[size=100]History[/size]
[size=75](Skip to ‘isolating the problem’ if you have a short attention span and want to just look at the 3 line snipplet illustrating the actual problem.)[/size]
I was trying to re-create the panda physics example in C++ when I stumbled on a strange problem.
The application would segfault on PhysicsManager->attach_physical_node() with following backtrace:
#0 0x080558e8 in PointerTo<Physical>::operator
Physical* (this=0x15) at /usr/local/panda3d/include/pointerTo.I:83
#1 0x08055911 in PhysicalNode::get_physical
(this=0x82af0f4, index=0) at
/usr/local/panda3d/include/physicalNode.I:32
#2 0x08056ced in
PhysicsManager::attach_physical_node (this=0xbfd0477c,
at /usr/local/panda3d/include/physicsManager.I:70
in other words, the physics manager tries to call get_physical on the ActorNode, and gets a bad pointer back.
At first I figured I forgot to add something to the ActorNode, but as it turns out, In the ActorNode constructor you see this in the panda source:
ActorNode(const string &name) : PhysicalNode(name) {
_contact_vector = LVector3f::zero();
add_physical(new Physical(1, true));
// <snip> ...
In other words, a Physical object should always be in the _physicals vector (which is in ActorNode’s parent class, PhysicalNode), as one gets added in the ctor.
Thus I proceeded debugging by trying to print out ->get_num_physicals().
get_num_physicals simply prints out the vector’s size. The vector is created on the stack in the PhysicalNode header, so there is no reason for it to be uninitialised or whatever. Yet I get:
num_physicals: 34261536
which smells like uninitialised/bad memory to me.

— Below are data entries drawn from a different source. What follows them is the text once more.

PR #198966, opened 2026-05-21
[CIR] Wide String literals in a larger variable lowering

erichkeane:
This showed up in a test suite: If the size of the variable is larger than the literal, we were asserting since we were only accounting for a single null terminator.  The FE will ensure that we have enough room for the variable + a null terminator, but the size must be larger!

This patch counds on 'trailing-zeroes' to make sure the null terminator is in place.


andykaylor (approved):
lgtm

Thus I proceeded to try and make the simplest test-case possible.
Try and add a Physical:
[size=100]Isolating the problem[/size]
[size=75](Start reading here if you have a short attention span.)[/size]
#include <actorNode.h>
#include <physical.h>
int main(int argc, char* argv[])
{
PT(ActorNode) an = new ActorNode("jetpack-guy-physics");
PT(Physical) test = new Physical();
// The line below throws these runtime errors:
//
// Invalid TypeHandle index -1208867616! Is memory corrupt?
//
// testprog: dtool/src/dtoolbase/typeHandle.cxx:56:
// void TypeHandle::inc_memory_usage
// (TypeHandle::MemoryClass, int):
//
// Assertion `rnode != (TypeRegistryNode *)__null' failed.
an->add_physical(test);
return 0;
}
As mentioned in the source comments above, This very simple, essentially 3 line example, throws runtime errors of uninitialised memory!

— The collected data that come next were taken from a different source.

PR #198968, opened 2026-05-21
[clang-tidy] Avoid strncmp FP in bugprone-not-null-terminated-result

zeyi2:
This commit changes the modeling of `strncmp` and `wcsncmp` arguments in `bugprone-not-null-terminated-result`. The check now allows the comparison length to include the null terminator when that character is still within
the bounds of the object being read. e.g. `strncmp(s, "foo", 4)` , where the fourth character is the terminator in the string literal.

This should be safe given the manpage:

> The strncmp() function compares not more than n characters.  Because strncmp() is designed for comparing strings rather than binary data, characters that appear after a ‘\0’ character are not compared.

AI Usage: Codex is used to write the test cases.
Closes https://github.com/llvm/llvm-project/issues/48144

### DIFF
--- a/clang-tools-extra/clang-tidy/bugprone/NotNullTerminatedResultCheck.cpp
+++ b/clang-tools-extra/clang-tidy/bugprone/NotNullTerminatedResultCheck.cpp
@@ -92,6 +92,40 @@ static unsigned getLength(const Expr *E,
   return 0;
 }
 
+// Returns the number of characters that may be read from \p E when it is used
+// as an argument of an 'ncmp' function.
+static unsigned getNcmpLength(const Expr *E,
+                              const MatchFinder::MatchResult &Result) {
+  if (!E)
+    return 0;
+
+  E = E->IgnoreParenImpCasts();
+
+  // String literals including the null terminator.
+  // e.g. "foo" -> 4.
+  if (const auto *SL = dyn_cast<StringLiteral>(E))
+    return SL->getLength() + 1;
+
+  if (const auto *DRE = dyn_cast<DeclRefExpr>(E))
+    if (const auto *VD = dyn_cast<VarDecl>(DRE->getDecl())) {
+      // Character arrays are readable up to their full array bound.
+      // e.g. char buf[8] = "foo" -> 8.
+      if (const auto *CAT =
+              Result.Context->getAsConstantArrayType(VD->getType()))
+        if (CAT->getElementType()->isAnyCharacterType())
+          return CAT->getSize().getZExtValue();
+
+      // Pointer variables initialized from literals inherit the literal size.
+      // e.g. const char *buf = "foo" -> 4.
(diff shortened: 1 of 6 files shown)


clang-tools-extra/clang-tidy/bugprone/NotNullTerminatedResultCheck.cpp
```diff
@@ -957,25 +991,27 @@ void NotNullTerminatedResultCheck::strerrorSFix(
 void NotNullTerminatedResultCheck::ncmpFix(
     StringRef Name, const MatchFinder::MatchResult &Result) {
   const auto *FunctionExpr = Result.Nodes.getNodeAs<CallExpr>(FunctionExprName);
-  const Expr *FirstArgExpr = FunctionExpr->getArg(0)->IgnoreImpCasts();
-  const Expr *SecondArgExpr = FunctionExpr->getArg(1)->IgnoreImpCasts();
+  const Expr *FirstArgExpr = FunctionExpr->getArg(0)->IgnoreParenImpCasts();
```
zeyi2, line 994: Drive-by modifications here, using `IgnoreParenImpCasts()` would be more robust.

The code below compares the source text of the `strncmp` arguments with the source text of the strlen argument, so both sides should ignore parentheses consistently.

e.g. `strncmp((s), t, strlen(s) + 1)` and `strncmp(s, t, strlen((s)) + 1)`.

clang-tools-extra/test/clang-tidy/checkers/bugprone/not-null-terminated-result-strlen.c
```diff
@@ -62,32 +62,63 @@ void good_strerror_s(int errno) {
...
+int bad_strncmp_4(void) {
+  char buf[8] = "blah";
+  return strncmp(buf, "1234567", 9);
+  // CHECK-MESSAGES: :[[@LINE-1]]:34: warning: comparison length is too long and might lead to a buffer overflow [bugprone-not-null-terminated-result]
+  // CHECK-FIXES: return strncmp(buf, "1234567", 8);
+}
+
+int bad_strncmp_5(char *str9) {
+  // FIXME: This should suggest 4. strncmp stops comparing at the embedded null.
+  return strncmp(str9, "foo\0bar", 9);
```
zeyi2, line 117: Personally, I think the bad fix-its for embedded null characters are acceptable for now (or low-priority). This seems uncommon in real-world code..

A quick regex search on GitHub repos: https://github.com/search?q=%2F%5Cb%28strncmp%7Cwcsncmp%29%5Cs*%5C%28%5B%5E%3B%5D*%28L%29%3F%22%5B%5E%22%5D*%5C%5C0%5B%5E%22%5D*%22%2F+%28language%3AC+OR+language%3AC%2B%2B%29&type=code&p=1

PR #198971, opened 2026-05-21
[libc] Enforce standard identifier validation in hdrgen

kaladron:
Implemented validation for standard identifiers in the hdrgen tool to catch typos and unknown standards. Aggregated standards from all entity types (macros, types, etc.) for validation, addressing a TODO in header.py.

Added llvm_libc_ext, stdc_ext, and llvm_libc_stdfix_ext to the canonical identifiers. Standardised invalid or inconsistently formatted standards in several YAML files.

This enforces the correctness of any provided standards field but does not yet require that every entity has one (many entities still inherit standards from the header level).

### DIFF
--- a/libc/include/math.yaml
+++ b/libc/include/math.yaml
@@ -153,7 +153,7 @@ functions:
     arguments:
       - type: float
   - name: atanhf16
-    standatds:
+    standards:
       - stdc
     return_type: _Float16
     arguments:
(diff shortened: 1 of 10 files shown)


kaladron:
This is a follow-up to #198854 and #198745 that brings enforcement to the YAML parser.

vonosmas (approved):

Nothing can possibly go out of scope, everything is allocated with new, and used immediately afterward. How is this possible?!

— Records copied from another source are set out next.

PR #198979, opened 2026-05-21
[GlobalISel] Add immediates and predicates to `LegalityQuery`

QuantumSegfault:
Expands `LegalityQuery` to include instruction immediates, and (comparison) predicate operands in the query.

This allows namely `G_SEXT_INREG` to be legalized conditionally based on sext width, and for `G_ICMP` and `G_FCMP` to do the same based on its predicate.

Also adds new `LegalityPredicates` helpers accordingly.

### DIFF
--- a/llvm/include/llvm/CodeGen/GlobalISel/LegalizationArtifactCombiner.h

The only way I thought it could be possible is if the object would call delete this in the constructor or something, or a self-destructing = operator, who knows. None of the logical explanations made sense, until i looked at how _physicals is defined in physicalNode.h:
typedef pvector<PT(Physical)> PhysicalsVector;
PhysicalsVector _physicals;
Looks fine, if pvector were a normal stl vector.
But when I go look at the pvector source, I see it’s using custom stl allocators etc, and does some very very creative memory management.
class pvector : public vector<Type, pallocator_array<Type> >
Meaning that this little problem goes beyond the scope of my intellect, as lots of things can happen that normally don’t happen when you’re dealing with ‘creative’ memory management.
So, what did I stumble upon here?
Did I stumble on a panda bug, or am I violating the laws of nature and the universe?